Other studies have shown that the effects of stylistic choices and visual metaphors may not have such a significant effect on perception and comprehension [7, 39].
In response to the Bateman study, Stephen Few wrote a comprehensive critique of their methodology [14], most of which also applies to other studies. A number of these studies were conducted with a limited number of participants and target visualizations. Moreover, in some studies the visualization targets were designed by the experimenters, introducing inherent biases and over-simplifications [4, 8, 39].
Visualization Taxonomies:
Within the academic visualization community there have been many approaches to creating visualization taxonomies.

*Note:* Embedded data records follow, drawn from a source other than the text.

PR #2523, opened 2024-07-17
feat: revamp address bar

marclave:
now we have servers as env vars, you can select and update the entire address bar!


marclave:
verbally approved w @cameronrohani @amritk 🫡

PR #2524, opened 2024-07-17
chore: hoist workspace packages

tmastrom:
Hoist the following packages to the workspace level

tsc-alias
vite-node
vue-tsc
eslint
@typescript-eslint/eslint-plugin
tsconfig-paths
nodemon
ts-node


marclave (commented):
i unfortunately am not the build person + have a bit of 🫨 from build stuff. 

so gunna let @geoffgscott @hanspagel @amritk test + validate this across all our packages +  testing in fresh installs of apps from stackblitz

geoffgscott (approved):
Looks good. @marclave This doesn't impact end packages as it's dev tooling hoisting only. It would fail if someone tried to use fork our workspace and use npm but I don't think that's a use case we care about.

marclave:
> Looks good. @marclave This doesn't impact end packages as it's dev tooling hoisting only. It would fail if someone tried to use fork our workspace and use npm but I don't think that's a use case we care about.

cool can fix up the conflicts and we can get this in!

hanspagel (approved):
Yesss, it’s awesome. :) Thanks @tmastrom!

Traditionally many visualization taxonomies have been based on graphical perception models, the visual and organizational layout, as well as the graphical data encodings [6, 12, 35, 33].

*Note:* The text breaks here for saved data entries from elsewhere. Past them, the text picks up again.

PR #2526, opened 2024-07-18
fix(api-client): all request bodies are sent as form data, fix #2511

### LINKED ISSUE #2511: JSON Request Body Sent as FormData
### What happens?

When testing the request, selecting the JSON type for the request body results in the data being sent as FormData instead of JSON. This leads to unexpected behavior in the API and makes it difficult to test JSON endpoints properly.

Version: 
"@scalar/fastify-api-reference": "^1.24.46"

The request should be sent with the body formatted as JSON.

Steps to Reproduce:

1. Navigate to the request testing interface.
2. Select the request type as JSON.
3. Enter a JSON object in the request body.
4. Send the request.

### OpenAPI Document

`
    "/auth/login": {
      "post": {
        "operationId": "auth_login",
        "summary": "Login",
        "tags": ["auth"],
        "security": [{ "noAuth": [] }],
        "requestBody": {
          "required": true,
          "content": {
            "application/json": {
              "schema": {
                "type": "object",
                "properties": {
                  "email": { "type": "string", "format": "email", "description": "The email address of the user." },
                  "password": { "type": "string", "description": "The password of the user in plain-text." }
                },
                "required": ["email", "password"]
              }
            }
          }
        },`

marclave:
**Problem**
Currently we don't save the raw encoding value and if you change we dont properly set the content-type

**Explanation**
This happens because we dont handle it

**Solution**
With this PR we save both the raw encoding value and set the Content-Type header depending on the content type

https://github.com/user-attachments/assets/771c273a-e29c-496d-9a79-ba9e9bf2a000

### DIFF
--- a/packages/api-client/src/views/Request/RequestSection/RequestBody.vue
+++ b/packages/api-client/src/views/Request/RequestSection/RequestBody.vue
@@ -9,7 +9,7 @@ import { useWorkspace } from '@/store/workspace'
 import { ScalarButton, ScalarIcon, ScalarListbox } from '@scalar/components'
 import { createRequestExampleParameter } from '@scalar/oas-utils/entities/workspace/spec'
 import type { CodeMirrorLanguage } from '@scalar/use-codemirror'
-import { computed, nextTick, ref, watch } from 'vue'
+import { computed, nextTick, ref, unref, watch } from 'vue'
 
 import RequestTable from './RequestTable.vue'
 
@@ -181,14 +181,24 @@ const updateRequestBody = (content: string) => {
 // }
 
 const updateActiveBody = (type: keyof typeof contentTypeOptions) => {
+  let contentTypeHeader = ''
   let bodyType: 'raw' | 'formData' | 'binary' = 'raw'
 
   if (type === 'multipartForm' || type === 'formUrlEncoded') {
     bodyType = 'formData'
+    contentTypeHeader = 'multipart/form-data'
   } else if (type === 'binaryFile') {
     bodyType = 'binary'
-  } else {
+    contentTypeHeader = 'application/octet-stream'
+  } else if (type !== 'none') {
     bodyType = 'raw'
+    const mappedType = type === 'other' ? 'html' : type
+    contentTypeHeader = `application/${mappedType}`
+    requestExampleMutators.edit(
+      activeExample.value.uid,
+      'body.raw.encoding',
+      mappedType,
+    )
   }
 
   requestExampleMutators.edit(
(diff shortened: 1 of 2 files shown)


packages/api-client/src/views/Request/RequestSection/RequestBody.vue
```diff
@@ -181,21 +181,52 @@ const updateRequestBody = (content: string) => {
...
+  } else if (type !== 'none') {
     bodyType = 'raw'
+    const mappedType = type === 'other' ? 'html' : type
+    contentTypeHeader = `application/${mappedType}`
+    requestExampleMutators.edit(
+      activeExample.value.uid,
+      'body.raw.encoding',
+      mappedType,
+    )
   }
```
geoffgscott, line 202: This logic should really be made functional. Rather than a load of if/else statements and a lot of lets a function that takes the type and just returns `{ bodyType, contentTypeHeader }` would be clearer (and more testable)

packages/api-client/src/views/Request/RequestSection/RequestBody.vue
```diff
@@ -181,21 +181,52 @@ const updateRequestBody = (content: string) => {
...
   )
+
+  if (contentTypeHeader) {
+    // now lets handle the header
+    const headersWithoutContentType = unref(
+      activeExample.value,
+    ).parameters.headers.filter(
+      (header) => header.key.toLowerCase() !== 'Content-Type'.toLowerCase(),
+    )
+    console.log('headersWithoutContentType', headersWithoutContentType)
```
geoffgscott, line 217: Stray log

packages/api-client/src/views/Request/RequestSection/RequestBody.vue
```diff
@@ -276,16 +307,16 @@ const selectedContentType = computed({
...
+  if (activeExample.value.body.activeBody === 'formData') {
+    if (
+      activeExample.value.body.formData &&
+      activeExample.value.body.formData.value.length > 0
+    ) {
+      return 'multipartForm'
+    }
+  } else if (activeExample.value.body.activeBody === 'raw') {
     return activeExample.value.body.raw.encoding
+  }
```
geoffgscott, line 319: The wrapper `if` is not needed here
```suggestion
  if (
    activeExample.value.body.activeBody === 'formData' &&
    activeExample.value.body.formData &&
    activeExample.value.body.formData.value.length > 0
  )
    return 'multipartForm'

  if (activeExample.value.body.activeBody === 'raw')
    return activeExample.value.body.raw.encoding
```

geoffgscott (commented):
Some style changes recommended

marclave:
OMG the weird syncing bug was related to https://github.com/scalar/scalar/pull/2569

🕺 

it works perfectly now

Another approach to visualization taxonomies is based on the underlying algorithms of the visualization and not the data itself [32, 36].
There is also recent work on taxonomies for interactive visualizations and the additional tasks they enable [16, 17, 33, 35].

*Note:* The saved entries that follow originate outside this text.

PR #2820, opened 2024-08-08
feat(types): new `@scalar/types` package, fix #1906

### LINKED ISSUE #1906: `@scalar/fastify-api-reference` requires ReferenceConfiguration type from `@scalar/api-reference`
### What happens?

When building a typescript node app without skipping library type-checking, build crashes as it cannot find `@scalar/api-reference`
image

Ability to build without setting `skipLibCheck` to true

1. Create a fastify project with typescript
2. set `skipLibCheck: false`
3. Use `@scalar/fastify-api-reference` 
4. Try to build

### OpenAPI Document

_No response_

amritk:
At first I tried to go NO dependency, but that was a lot of extra copy and paste. Instead I went LOW dependency and we just have 3 small ones. This is a nice happy medium I think, can go full copy and paste if needed.

closes #1906 
references #2649

here are the current dependencies:
```bash
@scalar/openapi-types link:../openapi-types
@scalar/themes link:../themes
@unhead/schema 1.9.15
├── hookable 5.5.3
└── zhead 2.2.4
```


packages/api-reference-types/package.json
```diff
@@ -0,0 +1,39 @@
...
+  "name": "@scalar/api-reference-types",
+  "description": "Shared types for the references",
+  "license": "MIT",
+  "author": "Scalar (https://github.com/scalar)",
+  "homepage": "https://github.com/scalar/scalar",
+  "bugs": "https://github.com/scalar/scalar/issues/new/choose",
+  "repository": {
+    "type": "git",
+    "url": "https://github.com/scalar/scalar.git",
+    "directory": "packages/apoi"
```
marclave, line 11: is this correct? :)

amritk: Lawl

packages/types/src/legacy/reference-config.ts
```diff
@@ -1,11 +1,160 @@
...
-import type { RequestMethod } from '@/helpers'
-import type { OpenAPIV2, OpenAPIV3, OpenAPIV3_1 } from '@scalar/openapi-parser'
-import type { HarRequest } from 'httpsnippet-lite'
+import type { ThemeId } from '@scalar/themes'
+import type { UseSeoMetaInput } from '@unhead/schema'
+import type { HarRequest, TargetId } from 'httpsnippet-lite'
+import type { OpenAPIV2, OpenAPIV3, OpenAPIV3_1 } from 'openapi-types'
 
+/**
+ * @deprecated This type does not provide much type safety, we shouldn't really use it
```
hanspagel, line 7: But this is exactly what it’s for: For objects where we don’t know anything about the shape. 🤔

hanspagel:
OMG. great work! The `openapi-types` have a few issues for our use cases. It basically assumes we’re dealing with an OpenAPI document which strictly adheres to the standard, but that’s not the case. We’re dealing with any kind of user input. :)

The types we’re using in the parser seem to be better fit and they allow us to remove the `openapi-types` packages from most packages.

I think I’d use the same approach for the parser and move those types to `@scalar/openapi-types`, then we’d be able to use that as a very light dependency in `@scalar/types`. 👍

packages/oas-utils/package.json
```diff
@@ -34,10 +34,6 @@
   "type": "module",
   "main": "dist/index.js",
   "exports": {
-    ".": {
-      "import": "./dist/index.js",
-      "types": "./dist/index.d.ts"
-    },
```
hanspagel, line 40: That seems dangerous, do we really want to remove this? 🤔

packages/types/package.json
```diff
@@ -0,0 +1,39 @@
...
+  "type": "module",
+  "types": "dist/index.d.ts",
+  "files": [
+    "dist",
+    "CHANGELOG.md"
+  ],
+  "dependencies": {
+    "@scalar/themes": "workspace:*",
+    "@unhead/schema": "^1.9.5",
+    "httpsnippet-lite": "^3.0.5"
```
hanspagel, line 37: I agree, let’s copy the types from `httpsnippet-lite` and get rid of the dependency. :)

hanspagel (changes requested):

packages/oas-utils/package.json
hanspagel: Ah, this used to only export types so we don’t need it anymore.

packages/types/src/legacy/reference-config.ts
geoffgscott: Probably `Record<string, unknown>` would be a better choice

packages/types/package.json
```diff
@@ -0,0 +1,39 @@
...
+    "lint:fix": "eslint .  --fix"
+  },
+  "type": "module",
+  "types": "dist/index.d.ts",
+  "files": [
+    "dist",
+    "CHANGELOG.md"
+  ],
+  "dependencies": {
+    "@scalar/openapi-parser": "^0.7.2",
```
geoffgscott, line 34: I think this eliminates the whole point of the package? :joy:

packages/types/src/index.ts
geoffgscott, line 1: I don't really believe in hoisting all the exports to the top level of the package. They should be logically grouped by domain within the package.

We can just import from `@scalar/types/legacy`

This manages the import namespace a lot more effectively (especially with legacy types where we might want to use the same name later).

packages/types/package.json
hanspagel: Not really! The @scalar/openapi-parser dependency tree is way smaller, also I’ve already submitted a PR to separate the types into a dependency free `@scalar/openapi-types`, so we can use that very soon.

amritk: Wait a sec how did this get here lol

packages/types/src/index.ts
amritk: Haha sure sure, tomato potato 😜

packages/types/package.json
amritk: Oh looks like hans made some changes. I was like what haha

amritk: @hanspagel these are the dependencies from the openapi parser
```bash
ajv 8.17.1
├── fast-deep-equal 3.1.3
├── fast-uri 3.0.1
├── json-schema-traverse 1.0.0
└── require-from-string 2.0.2
ajv-draft-04 1.0.0
└─┬ ajv 8.17.1 peer
  ├── fast-deep-equal 3.1.3
  ├── fast-uri 3.0.1
  ├── json-schema-traverse 1.0.0
  └── require-from-string 2.0.2
ajv-formats 3.0.1
└─┬ ajv 8.17.1 peer
  ├── fast-deep-equal 3.1.3
  ├── fast-uri 3.0.1
  ├── json-schema-traverse 1.0.0
  └── require-from-string 2.0.2
jsonpointer 5.0.1
leven 4.0.0
yaml 2.4.5
```
ajv, ajv-draft-04, ajv-draft-04 and jsonpointer  all cause trouble due to them being commonjs
yaml causes problems in other ways

We need that new types package

marclave (approved):
let's get it in!!!!

packages/types/src/legacy/reference-config.ts
```diff
@@ -1,11 +1,165 @@
-import type { ExternalDocumentation } from '@/entities/workspace/collection'
-import type { RequestMethod } from '@/helpers'
-import type { OpenAPIV2, OpenAPIV3, OpenAPIV3_1 } from '@scalar/openapi-parser'
-import type { HarRequest } from 'httpsnippet-lite'
+import type { HarRequest, TargetId } from '#external'
```
geoffgscott, line 1: No external imports please

geoffgscott (changes requested):
No `#imports` please. It's just not a pattern we have much of a use case for or use anywhere else.

geoffgscott (approved):
LGTM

Outside of the academic community there is a thriving interest in visualization collections for the general public. For example, the Periodic Table for Management [26] present a classification of visualizations with a multitude of illustrated diagrams for business. The online community Visualizing.org introduces an eight-category taxonomy to organize the projects hosted on their site [25]. InfoDesignPatterns.com classifies visualization design patterns based upon visual representation and user interaction [5].
Cognitive Psychology:
These studies have demonstrated that the differences in the memorability of different images are consistent across observers, which implies that memorability is an intrinsic property of an image [21, 20].
Brady et al. [9] tested the long-term memory capacity for storing details by detecting repeat object images when shown pairs of objects, one old and one new. They found that participants were accurate in detecting repeats with minimal false alarms, indicating that human visual memory has a higher storage capacity for minute details than was previously thought.
More recently, Isola et al. have annotated natural images with attributes, measured memorability, and performed feature selection, showing that certain features are good indicators of memorability [20, 21]. Memorability was measured by launching a “Memory Game” on Amazon Mechanical Turk, in which participants were presented with a sequence of images and instructed to press a key when they saw a repeat image in the sequence. The results showed that there was consistency across the different participants, and that people and human-scale objects in the images contribute positively to the memorability of scenes. That work also showed that unusual layouts and aesthetic beauty were not overall associated with high memorability across a dataset of everyday photos [20].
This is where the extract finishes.